_SOURCE DATA_

PR #3230, opened 2026-07-22
fix(doctor): checkSubagentCapability honors explicit models.subagent before tier resolution (#2112 residual)

Masashi-Ono0611:
## Summary

Fix-wave A (#2820) superseded most of #2112 but missed its `doctor.ts` hunk: `checkSubagentCapability` never consulted the explicit `models.subagent` override — it only read `models.tier.subagent` and `models.default`. Implemented per the maintainer's TODOS.md entry ("P2 — cherry-pick #2112's uncovered doctor.ts hunk").

- Resolution order is now `models.subagent` (explicit) > `models.tier.subagent` > `models.default`, matching the runtime resolver's own precedence (which already honors `models.subagent` above the tier value) — the doctor check was silently out of sync with what actually runs.
- The `ok`-path message now names the explicit model when it's the source of resolution.
- The `degraded:no_caching` fix hint is hardcoded to recommend the scoped `models.subagent` override (not the triggering `${source}` label) — otherwise a warning that originated from `models.default` would tell the operator to rewrite the global default model for every workload just to fix a subagent-only cost concern. Caught in codex review round 1 (P2), fixed + regression-tested in round 2.
- Removes the now-completed P2 entry from `TODOS.md`.

## Test plan

New `test/doctor-subagent-capability.test.ts` (4 cases, PGLite-hermetic):
- explicit `models.subagent` (bad model) wins over `models.tier.subagent` (good model) → warn attributed to `models.subagent`.
- `models.subagent` unset, `models.tier.subagent` (bad) → warn attributed to `models.tier.subagent` (unchanged fallback order).
- explicit `models.subagent` (good) → ok, message names the explicit model.
- `degraded:no_caching` reached via `models.default` → fix hint recommends `models.subagent`, never `models.default`.

Verified red-before-green: stashed the `src/commands/doctor.ts` change (keeping the new test), confirmed 2 of 4 cases fail against pre-fix code, then restored the fix and confirmed all 4 pass.

- [x] `bun test test/doctor-subagent-capability.test.ts` — 4 pass
- [x] `bun test test/doctor.test.ts test/doctor-embedding-env-override.test.ts test/doctor-subagent-health.test.ts` — no regressions (100 pass across the 4 files combined)
- [x] Two rounds of `codex exec` (gpt-5.6-sol, high reasoning) review: round 1 flagged a P2 (the `${source}` caching-hint issue above), fixed and re-tested; round 2 — no remaining findings.

### DIFF
--- a/TODOS.md
+++ b/TODOS.md
@@ -2,10 +2,6 @@
 
 ## community fix-wave follow-ups (filed v0.42.60.0)
 
-- [ ] **P2 — cherry-pick #2112's uncovered doctor.ts hunk.** Fix-wave A (#2820) superseded
-  most of #2112 but not its `checkSubagentCapability` fix (check explicit `models.subagent`
-  before `models.tier.subagent`). Refile or cherry-pick; the rest of that PR is covered.
-
 ## v0.42.59.0 follow-ups (five-fix rollup #2735–#2739)
 
 Filed as follow-ups from v0.42.59.0 (bootstrap probe for
--- a/src/commands/doctor.ts
+++ b/src/commands/doctor.ts
@@ -3046,7 +3046,11 @@ export async function checkSubagentCapability(engine: BrainEngine): Promise<Chec
             `${source} is "${resolved}" — provider does not support prompt caching. ` +
             `The subagent loop runs hot (cost scales linearly with conversation length). ` +
             `For lower cost on long loops, use an Anthropic model: ` +
-            `\`gbrain config set ${source} anthropic:claude-sonnet-4-6\`.`,
+            // Always recommend the scoped `models.subagent` override here (not
+            // `${source}`) — when source is `models.default`, `${source}`
+            // would recommend rewriting the global default model for every
+            // workload instead of just the subagent loop.
+            `\`gbrain config set models.subagent anthropic:claude-sonnet-4-6\`.`,
         };
       }
       return null;
--- a/src/commands/doctor.ts
+++ b/src/commands/doctor.ts
@@ -3011,6 +3011,7 @@ async function checkEmbeddingEnvOverride(engine: BrainEngine): Promise<Check> {
 export async function checkSubagentCapability(engine: BrainEngine): Promise<Check> {
   try {
     const { classifyCapabilities } = await import('../core/ai/capabilities.ts');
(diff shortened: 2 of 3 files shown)


Masashi-Ono0611:
Superseded by master — and the remaining delta would now be a regression. Flagging rather than rebasing.

I went to resolve this branch's conflict so it wouldn't cost you a takeover rebase, and found master already does the load-bearing part:

```
// src/commands/doctor.ts (master)
let resolvedSource: string | null = null;
if (modelsSubagent) {          resolvedSource = 'models.subagent';       ... }
else if (modelsDefault) {      resolvedSource = 'models.default';        ... }
else if (tierSubagent) {       resolvedSource = 'models.tier.subagent';  ... }
```

That covers the three things this PR was for: `models.subagent` is consulted, the resolved source is named in the message, and the `degraded:no_caching` hint is hardcoded to the scoped `models.tier.subagent` key rather than the triggering `${source}`.

**Where my branch is now wrong.** It orders `models.tier.subagent` ahead of `models.default`, on the stated grounds that this "matches the runtime resolver's own precedence". Checking `src/core/model-config.ts` on master, the runtime is the other way around:

```
 *   2. New-key config (models.subagent)
 *   4. Global default (models.default)
 *   5. Tier override (models.tier.subagent)
```

and `resolveModel` returns at step 4 before ever reading the tier key. So **master's doctor order matches the runtime and mine no longer does.** Merging my side would put the check back out of sync with what actually runs — the same failure mode #2112 was filed about in the first place.

I'd rather not hand you a conflict resolution that reintroduces that. Happy to close this; leaving it open for a moment in case you'd prefer the branch kept for reference.

One thing I did *not* verify: whether `models.default` beating `models.tier.subagent` at runtime is itself intended. It reads a little surprising that a general default outranks a subagent-specific tier override, but that's a separate question from this PR and I'm not going to relitigate it here on a guess.

Masashi-Ono0611:
Closing per the analysis above: master already covers what this PR was for, and my remaining delta (tier before default) contradicts `resolveModel`'s actual order, so merging it would put doctor back out of sync with the runtime.

Leaving the branch on my fork in case the ordering question is ever worth revisiting on its own.

PR #3234, opened 2026-07-22
fix(cycle+migrations): extract_facts legacy-row guard counts only active rows + v0_32_2 drift-repair lane (#2646)

Masashi-Ono0611:
## Summary

Addresses the report in #2646 — and full credit to @herove for a precise diagnosis: the `extract_facts` legacy-row guard counted every `row_num IS NULL AND entity_slug IS NOT NULL` row regardless of `expired_at`, so a brain whose legacy rows postdate the v0_32_2 backfill (written by a lingering pre-fence writer) was permanently blocked. `apply-migrations` no-ops (migration already marked applied) and `forget_fact` — the officially sanctioned removal path — only soft-expires, so the guard count could never drain. The issue's SQL-level analysis was exactly right.

We hit the same state on our own production brain (78 legacy rows, all active): `extract_facts skipped: 78 legacy v0.31 facts pending fence backfill` on every nightly dream, with no supported way out.

This PR implements **both** suggested fixes from the issue — they are two halves of one consistency repair: (1) alone cannot drain an active backlog without hand-running `forget_fact` per row, and (2) alone would have re-fenced forgotten (soft-expired) facts, resurrecting them in markdown.

## Part 1 — guard counts only active rows (suggested fix 1)

- The guard COUNT in `src/core/cycle/extract-facts.ts` now carries `AND expired_at IS NULL`, so `forget_fact` visibly drains the pending count toward release.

_INSTRUCTIONS TO FOLLOW_
Look over the material and return every line where the word "sonnet" is found.

_SOLUTION TO THIS TASK_
-            `\`gbrain config set ${source} anthropic:claude-sonnet-4-6\`.`,
+            `\`gbrain config set models.subagent anthropic:claude-sonnet-4-6\`.`,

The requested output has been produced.